Determine the count of lines in the data below that include the word "concise", and give nothing besides it.

__Data records__:
..............................

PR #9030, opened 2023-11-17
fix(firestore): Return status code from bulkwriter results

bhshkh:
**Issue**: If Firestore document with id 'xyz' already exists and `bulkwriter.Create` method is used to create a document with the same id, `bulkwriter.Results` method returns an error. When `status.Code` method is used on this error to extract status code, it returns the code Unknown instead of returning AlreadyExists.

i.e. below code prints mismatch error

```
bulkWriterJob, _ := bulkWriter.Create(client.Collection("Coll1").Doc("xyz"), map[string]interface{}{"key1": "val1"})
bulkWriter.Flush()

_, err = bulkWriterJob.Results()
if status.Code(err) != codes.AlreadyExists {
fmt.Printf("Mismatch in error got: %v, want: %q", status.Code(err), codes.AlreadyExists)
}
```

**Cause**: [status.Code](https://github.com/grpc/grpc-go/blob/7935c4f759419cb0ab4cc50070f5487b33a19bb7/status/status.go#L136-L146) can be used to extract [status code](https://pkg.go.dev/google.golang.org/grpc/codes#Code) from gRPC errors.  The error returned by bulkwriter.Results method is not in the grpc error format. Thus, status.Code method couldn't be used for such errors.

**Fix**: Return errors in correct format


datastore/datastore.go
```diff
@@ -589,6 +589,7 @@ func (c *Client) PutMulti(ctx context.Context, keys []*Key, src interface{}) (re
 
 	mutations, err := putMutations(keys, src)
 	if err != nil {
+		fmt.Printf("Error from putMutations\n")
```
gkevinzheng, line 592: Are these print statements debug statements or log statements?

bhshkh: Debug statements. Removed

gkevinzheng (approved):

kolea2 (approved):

..............................

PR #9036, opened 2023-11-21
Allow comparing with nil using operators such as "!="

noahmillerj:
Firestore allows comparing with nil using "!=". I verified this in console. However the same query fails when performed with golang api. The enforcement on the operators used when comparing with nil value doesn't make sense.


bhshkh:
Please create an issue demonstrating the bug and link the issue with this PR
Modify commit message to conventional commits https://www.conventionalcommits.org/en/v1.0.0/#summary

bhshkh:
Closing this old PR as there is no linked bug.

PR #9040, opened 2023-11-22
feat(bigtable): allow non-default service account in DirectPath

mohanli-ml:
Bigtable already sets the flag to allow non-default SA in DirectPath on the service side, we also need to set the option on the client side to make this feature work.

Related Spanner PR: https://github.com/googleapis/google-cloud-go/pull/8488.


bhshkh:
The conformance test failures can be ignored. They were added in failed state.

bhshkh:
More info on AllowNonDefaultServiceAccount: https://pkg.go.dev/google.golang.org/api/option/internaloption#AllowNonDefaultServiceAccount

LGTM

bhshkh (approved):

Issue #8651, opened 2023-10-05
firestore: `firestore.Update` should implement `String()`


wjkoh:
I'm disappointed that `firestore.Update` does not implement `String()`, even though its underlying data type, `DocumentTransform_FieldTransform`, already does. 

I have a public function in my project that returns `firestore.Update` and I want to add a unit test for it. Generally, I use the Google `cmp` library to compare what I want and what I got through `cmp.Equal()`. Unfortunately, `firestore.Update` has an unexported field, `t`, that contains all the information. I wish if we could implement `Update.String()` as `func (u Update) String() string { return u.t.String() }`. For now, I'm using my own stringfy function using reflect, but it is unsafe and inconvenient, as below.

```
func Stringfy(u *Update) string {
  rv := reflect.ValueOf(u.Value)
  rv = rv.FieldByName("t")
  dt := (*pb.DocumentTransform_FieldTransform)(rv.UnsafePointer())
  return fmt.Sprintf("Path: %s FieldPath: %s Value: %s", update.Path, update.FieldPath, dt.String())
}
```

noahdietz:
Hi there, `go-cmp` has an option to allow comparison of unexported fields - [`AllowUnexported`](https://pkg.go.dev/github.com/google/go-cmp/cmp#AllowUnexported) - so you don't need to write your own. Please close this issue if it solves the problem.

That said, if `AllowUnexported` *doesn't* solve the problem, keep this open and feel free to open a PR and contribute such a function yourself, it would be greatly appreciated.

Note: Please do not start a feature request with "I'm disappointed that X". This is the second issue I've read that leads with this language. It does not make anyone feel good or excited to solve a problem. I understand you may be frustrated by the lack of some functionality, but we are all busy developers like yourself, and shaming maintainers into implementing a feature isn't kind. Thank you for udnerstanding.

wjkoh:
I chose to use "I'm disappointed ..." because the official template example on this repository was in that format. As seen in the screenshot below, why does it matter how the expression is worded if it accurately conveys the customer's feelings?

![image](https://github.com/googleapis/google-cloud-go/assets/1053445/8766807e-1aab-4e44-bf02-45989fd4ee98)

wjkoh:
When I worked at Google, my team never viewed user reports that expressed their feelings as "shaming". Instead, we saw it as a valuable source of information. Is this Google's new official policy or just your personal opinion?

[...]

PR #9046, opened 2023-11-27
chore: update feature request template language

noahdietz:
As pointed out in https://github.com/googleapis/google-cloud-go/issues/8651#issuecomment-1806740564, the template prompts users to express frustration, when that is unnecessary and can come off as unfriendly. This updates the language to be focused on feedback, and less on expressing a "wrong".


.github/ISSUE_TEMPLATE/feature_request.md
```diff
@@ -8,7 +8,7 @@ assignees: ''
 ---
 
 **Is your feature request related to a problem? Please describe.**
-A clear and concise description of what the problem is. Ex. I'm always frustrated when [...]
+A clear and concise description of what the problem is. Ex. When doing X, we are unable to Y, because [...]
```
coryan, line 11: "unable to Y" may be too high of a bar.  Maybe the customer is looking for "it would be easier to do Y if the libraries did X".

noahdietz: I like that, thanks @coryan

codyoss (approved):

..............................

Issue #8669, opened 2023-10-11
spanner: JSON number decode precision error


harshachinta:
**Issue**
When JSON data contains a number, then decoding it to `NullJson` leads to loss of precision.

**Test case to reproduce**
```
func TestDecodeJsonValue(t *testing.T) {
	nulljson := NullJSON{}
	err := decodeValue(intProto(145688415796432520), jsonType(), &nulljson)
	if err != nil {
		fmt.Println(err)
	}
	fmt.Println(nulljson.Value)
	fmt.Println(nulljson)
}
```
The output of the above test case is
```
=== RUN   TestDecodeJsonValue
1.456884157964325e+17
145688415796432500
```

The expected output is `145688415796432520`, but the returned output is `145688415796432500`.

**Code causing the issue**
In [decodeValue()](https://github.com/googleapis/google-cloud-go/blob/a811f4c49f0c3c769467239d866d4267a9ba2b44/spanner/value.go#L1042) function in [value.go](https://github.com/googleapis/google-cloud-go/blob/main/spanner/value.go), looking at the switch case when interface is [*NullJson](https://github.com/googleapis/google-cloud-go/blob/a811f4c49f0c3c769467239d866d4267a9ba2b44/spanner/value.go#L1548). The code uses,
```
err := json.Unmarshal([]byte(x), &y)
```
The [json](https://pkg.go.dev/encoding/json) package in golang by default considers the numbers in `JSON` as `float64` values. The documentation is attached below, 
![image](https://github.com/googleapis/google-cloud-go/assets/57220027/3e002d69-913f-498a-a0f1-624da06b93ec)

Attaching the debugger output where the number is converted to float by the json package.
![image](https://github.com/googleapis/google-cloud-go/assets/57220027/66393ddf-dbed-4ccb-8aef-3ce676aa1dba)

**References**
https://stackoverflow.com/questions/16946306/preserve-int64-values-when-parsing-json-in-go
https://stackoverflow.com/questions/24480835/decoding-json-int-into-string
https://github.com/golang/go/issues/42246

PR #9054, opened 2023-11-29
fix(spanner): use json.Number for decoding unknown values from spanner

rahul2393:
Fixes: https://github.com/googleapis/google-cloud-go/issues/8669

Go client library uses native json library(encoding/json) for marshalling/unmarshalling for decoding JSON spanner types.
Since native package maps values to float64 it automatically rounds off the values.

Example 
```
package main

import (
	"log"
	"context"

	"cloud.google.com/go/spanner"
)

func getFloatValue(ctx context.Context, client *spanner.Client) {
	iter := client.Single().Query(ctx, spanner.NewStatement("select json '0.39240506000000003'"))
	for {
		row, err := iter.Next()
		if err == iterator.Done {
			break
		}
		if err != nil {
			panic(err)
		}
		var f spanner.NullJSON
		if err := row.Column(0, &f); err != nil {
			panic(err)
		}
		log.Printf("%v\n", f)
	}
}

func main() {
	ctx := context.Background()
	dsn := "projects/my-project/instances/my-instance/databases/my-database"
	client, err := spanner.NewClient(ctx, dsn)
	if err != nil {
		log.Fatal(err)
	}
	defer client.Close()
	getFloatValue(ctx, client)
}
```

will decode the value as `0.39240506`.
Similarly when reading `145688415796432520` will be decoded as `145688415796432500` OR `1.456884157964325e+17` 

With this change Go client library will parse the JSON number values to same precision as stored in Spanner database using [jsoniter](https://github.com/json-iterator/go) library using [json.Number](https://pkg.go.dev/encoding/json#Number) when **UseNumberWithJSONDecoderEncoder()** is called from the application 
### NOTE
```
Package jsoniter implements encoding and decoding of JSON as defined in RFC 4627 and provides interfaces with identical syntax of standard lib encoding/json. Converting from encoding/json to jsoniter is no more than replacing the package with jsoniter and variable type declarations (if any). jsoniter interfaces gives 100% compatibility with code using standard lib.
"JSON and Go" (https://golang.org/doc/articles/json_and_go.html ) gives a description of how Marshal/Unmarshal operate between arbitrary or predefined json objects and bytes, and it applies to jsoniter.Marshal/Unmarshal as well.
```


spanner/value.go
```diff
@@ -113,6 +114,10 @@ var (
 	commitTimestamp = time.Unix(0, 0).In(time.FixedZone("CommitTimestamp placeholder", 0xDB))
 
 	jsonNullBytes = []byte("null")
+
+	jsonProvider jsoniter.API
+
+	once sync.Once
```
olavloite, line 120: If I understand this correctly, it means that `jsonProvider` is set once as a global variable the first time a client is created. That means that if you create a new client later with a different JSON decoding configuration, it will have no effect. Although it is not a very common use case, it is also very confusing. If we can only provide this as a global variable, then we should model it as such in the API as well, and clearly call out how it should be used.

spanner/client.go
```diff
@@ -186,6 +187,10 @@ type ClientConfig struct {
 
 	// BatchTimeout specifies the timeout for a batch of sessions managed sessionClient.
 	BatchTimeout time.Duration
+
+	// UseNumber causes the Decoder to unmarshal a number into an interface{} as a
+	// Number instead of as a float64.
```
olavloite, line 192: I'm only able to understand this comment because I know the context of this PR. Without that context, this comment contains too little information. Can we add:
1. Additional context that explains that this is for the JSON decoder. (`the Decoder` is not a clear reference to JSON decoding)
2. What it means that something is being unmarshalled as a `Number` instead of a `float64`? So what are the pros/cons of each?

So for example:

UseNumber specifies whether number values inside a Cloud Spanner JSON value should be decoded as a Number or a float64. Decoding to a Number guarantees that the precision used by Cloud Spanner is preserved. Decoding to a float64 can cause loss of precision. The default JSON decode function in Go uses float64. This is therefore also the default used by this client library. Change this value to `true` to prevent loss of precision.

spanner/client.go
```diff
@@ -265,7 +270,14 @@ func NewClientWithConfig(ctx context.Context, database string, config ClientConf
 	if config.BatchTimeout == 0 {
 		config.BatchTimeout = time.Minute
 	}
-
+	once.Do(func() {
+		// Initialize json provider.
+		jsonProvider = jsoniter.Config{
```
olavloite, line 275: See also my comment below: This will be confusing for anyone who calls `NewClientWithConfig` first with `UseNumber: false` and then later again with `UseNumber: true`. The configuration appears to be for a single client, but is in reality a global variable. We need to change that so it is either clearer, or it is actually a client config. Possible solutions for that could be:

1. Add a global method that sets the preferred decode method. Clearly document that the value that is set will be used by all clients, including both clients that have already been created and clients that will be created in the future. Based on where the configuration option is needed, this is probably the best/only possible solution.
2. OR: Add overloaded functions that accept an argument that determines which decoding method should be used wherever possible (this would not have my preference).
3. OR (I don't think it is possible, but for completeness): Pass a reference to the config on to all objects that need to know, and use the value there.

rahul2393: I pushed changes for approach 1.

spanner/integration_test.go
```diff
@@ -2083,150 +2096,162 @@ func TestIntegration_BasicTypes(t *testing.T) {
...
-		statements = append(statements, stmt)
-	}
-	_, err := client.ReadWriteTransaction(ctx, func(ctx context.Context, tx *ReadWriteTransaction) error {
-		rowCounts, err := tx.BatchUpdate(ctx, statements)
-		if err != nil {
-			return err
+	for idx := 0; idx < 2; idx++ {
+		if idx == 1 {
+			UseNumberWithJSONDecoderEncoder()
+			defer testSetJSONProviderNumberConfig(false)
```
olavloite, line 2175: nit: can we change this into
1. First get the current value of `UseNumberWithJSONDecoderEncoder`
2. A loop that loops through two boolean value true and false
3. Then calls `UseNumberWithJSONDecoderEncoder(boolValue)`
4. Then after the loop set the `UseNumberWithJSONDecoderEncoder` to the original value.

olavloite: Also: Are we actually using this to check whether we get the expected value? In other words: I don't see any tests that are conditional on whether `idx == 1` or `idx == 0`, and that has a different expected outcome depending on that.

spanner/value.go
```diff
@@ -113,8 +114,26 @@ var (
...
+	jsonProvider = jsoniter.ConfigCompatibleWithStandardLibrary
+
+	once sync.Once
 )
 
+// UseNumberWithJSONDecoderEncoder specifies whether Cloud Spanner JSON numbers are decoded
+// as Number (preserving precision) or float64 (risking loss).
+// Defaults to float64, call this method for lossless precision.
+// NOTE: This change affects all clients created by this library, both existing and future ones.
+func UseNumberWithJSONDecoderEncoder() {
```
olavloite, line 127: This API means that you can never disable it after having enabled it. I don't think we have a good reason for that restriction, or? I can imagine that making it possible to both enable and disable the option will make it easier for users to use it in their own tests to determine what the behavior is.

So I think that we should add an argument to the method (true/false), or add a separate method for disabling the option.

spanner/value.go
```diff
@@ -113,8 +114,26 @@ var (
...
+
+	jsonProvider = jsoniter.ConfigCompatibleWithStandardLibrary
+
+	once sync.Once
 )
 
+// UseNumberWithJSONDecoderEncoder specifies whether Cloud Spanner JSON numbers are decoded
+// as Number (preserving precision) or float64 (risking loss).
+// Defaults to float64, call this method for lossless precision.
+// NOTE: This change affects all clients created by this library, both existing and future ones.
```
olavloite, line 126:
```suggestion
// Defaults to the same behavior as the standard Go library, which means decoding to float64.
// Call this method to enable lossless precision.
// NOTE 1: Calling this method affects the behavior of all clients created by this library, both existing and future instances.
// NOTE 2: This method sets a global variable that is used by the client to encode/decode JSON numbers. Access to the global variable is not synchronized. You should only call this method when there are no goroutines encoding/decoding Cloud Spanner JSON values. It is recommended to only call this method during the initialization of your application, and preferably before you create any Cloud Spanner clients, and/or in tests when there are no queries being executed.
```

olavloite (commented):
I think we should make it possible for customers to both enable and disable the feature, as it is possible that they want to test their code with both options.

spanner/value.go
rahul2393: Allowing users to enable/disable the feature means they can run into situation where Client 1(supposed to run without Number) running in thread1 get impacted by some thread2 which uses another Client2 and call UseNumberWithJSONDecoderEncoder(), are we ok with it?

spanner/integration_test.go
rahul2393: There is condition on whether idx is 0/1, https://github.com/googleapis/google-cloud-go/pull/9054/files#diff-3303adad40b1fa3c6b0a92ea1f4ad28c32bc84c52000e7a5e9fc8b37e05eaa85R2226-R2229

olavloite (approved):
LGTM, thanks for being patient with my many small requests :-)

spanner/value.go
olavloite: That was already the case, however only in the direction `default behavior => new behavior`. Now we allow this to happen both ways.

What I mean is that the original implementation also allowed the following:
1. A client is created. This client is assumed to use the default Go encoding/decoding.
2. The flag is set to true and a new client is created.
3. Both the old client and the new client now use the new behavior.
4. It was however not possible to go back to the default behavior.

..............................

__Reply__:
2